Until circa 1991, Next used a lower case Courier-style typeface in black against a white background for its logo. This was replaced by the capitalised "NEXT" logo in a Roman-serif style type face. There were some variations of this such as the logo with each letter of "NEXT" in an individual square and in some stores in 2005/2006 had the Next logo in a varying blue and black background with "X's" printed on them, as opposed to the black background. In addition, some variations in typeface occurred during the logo's use – including similar fonts that had serifs positioned above the "T" crossbar, similar to Garamond and others that had more in common with Times New Roman. In 2007, a new "next" logo was introduced, although the previous logo continued to be used until stock was exhausted.

Next clothing often carries reference to the origins of the company in 1982 with use of "82" or "1982" as a design feature on clothes in all ranges. Prior to 2007, Next only advertised immediately prior to a sale, usually through brief television spots and newspaper advertising. In 2007, following a "disappointing" 7.2% fall in like for like sales, it announced it was investing "£17 million over the next three years to revive its existing stores and product offering", plus an additional £10m for marketing. Yasmin Le Bon who modelled in the first Next Directory in Spring 1988 featured in an on-line fashion show.

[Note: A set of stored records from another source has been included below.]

PR #38, opened 2022-09-23
feat: drop anonymous_user_id column for user

varshamenon4:
**JIRA:** [MST-1644](https://2u-internal.atlassian.net/browse/MST-1644)

**Description:** This PR drops the anonymous_user_id column for User model. Includes migration. Done as one release since there are no usages of the field. The re-adding of the anonymous_user_id as a UUIDField will be a separate PR/release.

**Merge checklist:**
- [x] All reviewers approved
- [x] CI build is green
- [x] Commits are squashed

**Post merge:**

### DIFF
--- a/edx_exams/apps/core/models.py
+++ b/edx_exams/apps/core/models.py
@@ -20,8 +20,6 @@ class User(AbstractUser):
     full_name = models.CharField(_('Full Name'), max_length=255, blank=True, null=True)
     lms_user_id = models.IntegerField(null=True, db_index=True)
 
-    anonymous_user_id = models.IntegerField(null=True, db_index=True)
-
     @property
     def access_token(self):
         """


edx_exams/apps/core/models.py
```diff
@@ -9,6 +10,8 @@
 
 
 class User(AbstractUser):
+    # todo: should I update this docstring to remove username and email address and change to
```
varshamenon4, line 13: I wasn't sure if this docstring is meant to include username and email address or if this is outdated. If so, I can update to reflect current user model? I do see that these fields are in the AbstractUser so maybe this is why it's here as PII?

edx_exams/apps/core/models.py
```diff
@@ -18,9 +21,10 @@ class User(AbstractUser):
 
     """
     full_name = models.CharField(_('Full Name'), max_length=255, blank=True, null=True)
+
     lms_user_id = models.IntegerField(null=True, db_index=True)
 
-    anonymous_user_id = models.IntegerField(null=True, db_index=True)
+    anonymous_user_id = models.UUIDField(default=uuid.uuid4, db_index=True, unique=True)
```
varshamenon4, line 27: Should I add any tests?

varshamenon4 (commented):
Just some clarifying questions about doc string and testing. Thanks for the help!

edx_exams/apps/core/models.py
ashultz0: this docstring is all PII retirement related so I don't think there is anything to add from this work, anonymous ID is not really PII

edx_exams/apps/core/models.py
ashultz0: the only thing to test really is that django's field definition works which isn't worth testing

ashultz0 (changes requested):
this is all theoretically correct but the mechanics of how migrations actually happen make it dangerous

https://openedx.atlassian.net/wiki/spaces/AC/pages/23003228/Everything+About+Database+Migrations is the go to source here. The short version is the migration happens before the code update.

So for a while we'll have database as UUID, code as int. This means any user access may explode.

Additionally in the DB itself if there are any columns with data instead of just nulls turning an int into a UUID probably doesn't work. If we are copying this database anywhere like snowflake, that would also need to change type. (I don't think we are in this case)

Since this is a new unused service it's possible that neither of these will actually cause a problem. But it also means it's a free chance to learn safe migrations in a low risk environment.

edx_exams/apps/core/models.py
```diff
@@ -20,8 +20,6 @@ class User(AbstractUser):
     full_name = models.CharField(_('Full Name'), max_length=255, blank=True, null=True)
     lms_user_id = models.IntegerField(null=True, db_index=True)
 
-    anonymous_user_id = models.IntegerField(null=True, db_index=True)
```
varshamenon4, line 23: @ashultz0 per your recommendation (thanks for sharing that doc), my plan is to separate this into two parts. 

1. In this PR, I'm dropping the anonymous_user_id int column based on the steps here: [Everything About Database Migrations](https://openedx.atlassian.net/wiki/spaces/AC/pages/23003228/Everything+About+Database+Migrations).
2. Then, I will follow the steps in the doc to add a new anonymous_user_id UUIDField with the default as a UUID. 

I decided to do it this way than doing an AlterField, as this seemed to be a little less safe and also we don't need the previous anonymous_user_id int field so there's no operation required here to copy over the values. Does this make sense/sound good?

varshamenon4 (commented):
Shifted the approach to make it a safer migration. Thanks!

edx_exams/apps/core/models.py
ashultz0: I think that would be my first instinct - just kill the old one and put a new one back in the same place

ashultz0: but per the DB migrations doc I think you need to split the field removal and the column removal migration into two separate tiny releases

varshamenon4: Ah that's right! I misread that--I'll update!

ashultz0 (approved):

PR #44, opened 2022-10-04
fix: update dictionary settings list

alangsto:
**Description:** The sandbox config was overriding `EDX_DRF_EXTENSIONS`, which prevents user attributes from being correctly mapped from the JWT token. There is already a constant in the production settings file used to keep track of dictionary settings (so that only keys within the dictionary are updated, not the entire dictionary), so `EDX_DRF_EXTENSIONS` should be added to that constant.

**Merge checklist:**
- [ ] All reviewers approved
- [ ] CI build is green
- [ ] Changelog record added
- [ ] Commits are squashed

**Post merge:**


schenedx (approved):
👍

In September 2007, to celebrate its 25th anniversary, Next launched its first television campaign in twelve years named "Ali's Party" with the song "Suddenly I See" and starring Brazilian supermodel Alessandra Ambrosio. All extra casts were Next employees, otherwise nicknamed 'nextras'. A second advert featuring Ambrosio, was screened in November 2007 and the songs were regularly played instore during the campaign. An advert directed by Ben Watts and filmed on the banks of the River Seine was shown in September 2010 to reflect the season's Parisian chic styles. The soundtrack included "A Message to You, Rudy" by the Specials and the advert starred Brazilian model Emanuela de Paula and Spanish actor Jon Kortajarena.